4 Proposed PC-Based CUT Detection

In this section, the proposed PC-based abrupt transition detection algorithm has been explained. The PC feature-based similarity (PCFS) between consecutive PC feature frames is given by (5).

$$\begin{aligned} PCFS(t,t+1)=\sum _{k=1}^{\text {Row}}\sum _{l=1}^{Col}\left| PC_t(k,l)-PC_{t+1}(k,l)\right| \end{aligned}$$
(5)

\(PCFS(t,t+1):\) is the PC-based feature similarity measure between tth and \((t+1)\)th frame. \(PC_t\) and \(PC_{t+1}\) are the PC feature frames of tth and \((t+1)\)th frame, respectively.

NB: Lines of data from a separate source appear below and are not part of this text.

PR #2193, opened 2020-11-12
Clarify the semantics of erase_page

kevtan:
### Pull Request Overview

Users of Tock would like to know that data is not being unintentionally leaked. This was not clear from the flash HIL originally, but is fixed now.

### Testing Strategy

Admittedly, there is an implied assumption that chips will actually zero out the page, but this seems like a reasonable one. I consulted @hudson-ayers on this one.

### Documentation Updated

No updates are required.

### Formatting

- [x] Ran `make prepush`.

### DIFF
--- a/kernel/src/hil/flash.rs
+++ b/kernel/src/hil/flash.rs
@@ -127,7 +127,7 @@ pub trait Flash {
         buf: &'static mut Self::Page,
     ) -> Result<(), (ReturnCode, &'static mut Self::Page)>;
 
-    /// Erase a page of flash.
+    /// Erase a page of flash by setting every byte to 0xFF.
     fn erase_page(&self, page_number: usize) -> ReturnCode;
 }
 


lschuermann:
I'm not quite sure how well this operation maps to different flash devices. Secure erase (/overwrite) is a difficult issue, if your device would feature wear leveling etc. it might not even be possible to securely overwrite data at all. Maybe it might be a good idea to introduce a separate Trait for secure erase operations, which would then actually make certain guarantees regarding the data confidentiality? Devices supporting these features could implement is, whereas others would only implement the base trait?

Are there any flash devices where the native erase command would actually set all bits to one (the inverted behavior as you described)? In that case those would need to do both an erase and a write operation to comply with the specification.

These are just some thoughts, let's hear what the others think first before making any changes. :)

kevtan:
These are all great points that I think need to be addressed. I looked at the 6 implementers of the `kernel::hil::flash::Flash` trait but was unable to confirm what the actual behavior of erasing is. It looks like most write to registers in order to trigger an erase operation and the specifics are left up to the hardware (so maybe we'd have to look at individual data sheets to find out what actually happens)? I'm not 100% certain.

The two-trait idea sounds really promising to me. Devices that support secure erasures can use the secure trait while devices that don't support secure erasures will implement the base one. It makes it clear to uses what guarantees they can expect from the hardware!

kernel/src/hil/flash.rs
```diff
@@ -127,7 +127,7 @@ pub trait Flash {
         buf: &'static mut Self::Page,
     ) -> Result<(), (ReturnCode, &'static mut Self::Page)>;
 
-    /// Erase a page of flash.
+    /// Erase a page of flash by setting every byte to zero.
```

Row and Col are the number of rows and columns in the image. For AT detection, PC-based similarity is compared with Th as given by Zhang et al. [7].

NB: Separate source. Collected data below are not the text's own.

PR #2194, opened 2020-11-12
capsules/led: migrate from hil::gpio::Pin to hil::led::Led

lschuermann:
### Pull Request Overview

This pull request
- changes the LED driver capsule to use the trait `hil::led::Led` instead of `hil::gpio::Pin`
- renames the LED driver capsule from `LED` to `LedDriver`, to disambiguate it from the `Led` trait
- changes the `LedHigh` and `LedLow` wrappers to use immutable references of `hil::gpio::Pin` structs, as `Pin`s don't require mutable references for mutation and this would otherwise break reference handling in some board files
- updates the led component to take instances of `hil::led::Led`
  - makes the variadic `led_component_helper!` interface accept trailing commas
- updates the boards accommodating for these changes

These changes are done as I'm porting to a board which has a dedicated LED controller. Technically the LEDs are therefore not connected to GPIOs. I would still like to expose them to userspace though. These changes seem reasonable, since in the future one might want to support shift registers, dedicated LED driver chips or chained LEDs through the driver.

Implications:
- In this implementation, the `LedDriver` is made generic over a specific `hil::led::Led` type. As the LED polarity is encoded in the wrapper types, this makes it impossible to operate LEDs that are active-low and active-high through the same driver.

  This can be solved in two ways
  - use `dyn hil::led::Led` in the `LedDriver`: this will make all calls go through a vtable lookup and has a runtime performance impact for all boards
  - create a `DynLed<'a>` wrapper in `kernel/hil/led.rs` that wraps a `&'a mut dyn hil::led::Led`, which can then be used as the generic type for `LedDriver`

    This approach is essentially the same as the first one, but only boards which had the requirement of using different `hil::led::Led` types would go through the vtable lookup. It would add one level of indirection for these boards though, and the amount of initialization code for the boards would increase.
  
- This changeset should not have any (significant) runtime performance or code size impact. The `LedHigh` and `LedLow` wrappers are essentially zero-sized. This does add another layer of references, as each GPIO wrapper has to be statically allocated and calls go through a reference.

### Testing Strategy

- the blink example on an nRF52840DK
- the blink example on an nRF52840DK with `LedHigh`, to confirm that the pattern is inverted

### Documentation Updated

### Formatting

- [x] Ran `make prepush`.

Requesting a review of @hudson-ayers because of changes to the component and macros.

### DIFF
--- a/boards/acd52832/src/io.rs
+++ b/boards/acd52832/src/io.rs
@@ -10,6 +10,6 @@ use nrf52832::gpio::Pin;
 #[panic_handler]
 pub unsafe extern "C" fn panic_fmt(_pi: &PanicInfo) -> ! {
     const LED1_PIN: Pin = Pin::P0_22;
-    let led = &mut led::LedLow::new(&mut nrf52832::gpio::PORT[LED1_PIN]);
+    let led = &mut led::LedLow::new(&nrf52832::gpio::PORT[LED1_PIN]);
     debug::panic_blink_forever(&mut [led])
 }
--- a/boards/acd52832/src/main.rs
+++ b/boards/acd52832/src/main.rs
@@ -15,6 +15,7 @@ use kernel::hil;
 use kernel::hil::adc::Adc;
 use kernel::hil::entropy::Entropy32;
 use kernel::hil::gpio::{Configure, InterruptWithValue, Output};
+use kernel::hil::led::LedLow;
 use kernel::hil::rng::Rng;
 use kernel::hil::time::{Alarm, Counter};
 #[allow(unused_imports)]
@@ -64,7 +65,10 @@ pub struct Platform {
     button: &'static capsules::button::Button<'static, nrf52832::gpio::GPIOPin<'static>>,
     console: &'static capsules::console::Console<'static>,
     gpio: &'static capsules::gpio::GPIO<'static, nrf52832::gpio::GPIOPin<'static>>,
-    led: &'static capsules::led::LED<'static, nrf52832::gpio::GPIOPin<'static>>,
+    led: &'static capsules::led::LedDriver<
+        'static,
+        LedLow<'static, nrf52832::gpio::GPIOPin<'static>>,
+    >,
     rng: &'static capsules::rng::RngDriver<'static>,
     temp: &'static capsules::temperature::TemperatureSensor<'static>,
     ipc: kernel::ipc::IPC,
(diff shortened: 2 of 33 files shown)


bradjc (dismissed):

alistair23 (approved):
Nice cleanup

hudson-ayers (dismissed):
Looks good to me!

This change does mean that the LED component doesn't support boards with a mixture of ActiveHigh / ActiveLow LEDs, but I think that is okay, as no Tock boards today are like that and components are optional anyway.

lschuermann:
> This change does mean that the LED component doesn't support boards with a mixture of ActiveHigh / ActiveLow LEDs

Correct. See the _Implications_ section of the PR description for potential solution to these issue. I don't think making the `LedDriver` use dynamic trait reference is worth the performance penalty for all boards though, so a reasonable solution is the introduction of the `DynLed` type as proposed above. I can already do this in this PR or we can wait until the need arises.

hudson-ayers:
> > This change does mean that the LED component doesn't support boards with a mixture of ActiveHigh / ActiveLow LEDs
> 
> Correct. See the _Implications_ section of the PR description for potential solution to these issue. I don't think making the `LedDriver` use dynamic trait references is worth the performance penalty for all boards though, so a reasonable solution is the introduction of the `DynLed` type as proposed above. I can already do this in this PR or we can wait until the need arises.

Oh sorry, I didn't read the whole description haha. Yeah I agree with your proposed solution and that it is fine to wait until the need arises.

LGTM

lschuermann:
Rebased onto current master, integrating @hudson-ayers' changes to the `stm32f2` peripheral instantiation.

alistair23 (dismissed):

hudson-ayers (dismissed):

bradjc (dismissed):

lschuermann:
Resolved conflicts introduced by `465bbae6ea`, rebased, tested, clippy-validated. Let's give try this one more time @hudson-ayers @bradjc @alistair23. :smile:

hudson-ayers (approved):

alistair23 (approved):

ppannuto (approved):
bors  r+

alistair23:
bors retry

hudson-ayers:
bors retry

hudson-ayers:
bors retry

PR #2197, opened 2020-11-13
tock-registers: accept trailing comma in bitfields and bitmasks

lschuermann:
### Pull Request Overview

This pull request changes the macro rules to accept one trailing comma at the end of the `register_bitfields` and `register_bitmasks`-macro variadic arguments interfaces.

This is not a deal breaker, but an error I've done countless number of times. (For me) It's intuitive to write the trailing comma in lists which span multiple lines and it's generally valid in Rust syntax. Also, having a trailing comma prevents the macro from expanding, which Rusts treats as if it wasn't called, so the compiler output is flooded with subsequent errors. Changing the syntax to accept the comma seems appropriate.

With this change, the syntax is accepted:
```
register_bitfields![u32,
    TESTREG [
        TESTBIT OFFSET(7) NUMBITS(1) [
            TestStateA = 0,
            TestStateB = 1,
        ],
    ],
];
```

This pull request was tested by compiling with trailing commas.

### Documentation Updated

### Formatting

- [x] Ran `make prepush`.

### DIFF
--- a/libraries/tock-register-interface/src/macros.rs
+++ b/libraries/tock-register-interface/src/macros.rs
@@ -15,7 +15,7 @@ macro_rules! register_bitmasks {
         // BITFIELD_NAME OFFSET(x)
         $(#[$outer:meta])*
         $valtype:ident, $reg_desc:ident, [
-            $( $(#[$inner:meta])* $field:ident OFFSET($offset:expr)),+
+            $( $(#[$inner:meta])* $field:ident OFFSET($offset:expr)),+ $(,)?
         ]
     } => {
         $(#[$outer])*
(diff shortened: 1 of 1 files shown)


alistair23 (approved):

hudson-ayers (approved):
In retrospect it probably would have been nice to do this to most of the component macros as well, thanks for this nice change.

bradjc (approved):

lschuermann:
> In retrospect it probably would have been nice to do this to most of the component macros as well, thanks for this nice change.

I agree. I'll happily volunteer to do this!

$$\begin{aligned} \text {Th}=\mu _s+\beta \times \sigma _{s} \end{aligned}$$
(6)

where \(\beta \) is a constant and its value lies between 4 and 8 and \(\mu _s\) and \( \sigma _{s} \) are the average and standard deviation of the PC feature-based similarity value.

Table 1 Ground truth transition details of different genres of test videos
Table 2 Performance comparison of histogram, LBP and proposed PCFS methods

5 Simulations and Result Discussions

For validation of the proposed PC-based similarity measure, we considered ten videos of different genre such as English movies, Sitcom video, Soccer video, Cartoon video and Documentary videos, consisting of 78,447 frames in total and 437 cuts collected from [24] and Internet. The detailed information of the test videos is given in Table 1. The proposed PCFS is compared with the histogram-based similarity approach (ASHD) [7] and LBP-based similarity approach [14]. Recall (Rec), precision (Pr) and F1-measure are used to validate different SBD methods. It is clearly observed from Table 2 that the performance of the proposed PCFS is the highest in terms of average Rec, Pr and F1-measures.

6 Conclusions

In this article, an illumination insensitive phase congruency feature-based abrupt transition detection algorithm has been proposed. Besides illumination insensitivity, this feature is robust against contrast and scale changes as well. The performance of the proposed model is validated on publicly available video and the standard benchmark TRECVid data set. The limitations of using PC are the computational complexity in the evaluation process, setting of too many parameters to suit the application and sensitivity to image noise. Techniques of noise reduction prior to the PC evaluation may further improve the result. In future, the PC-based feature can be integrated with other features for efficient detection of gradual transitions.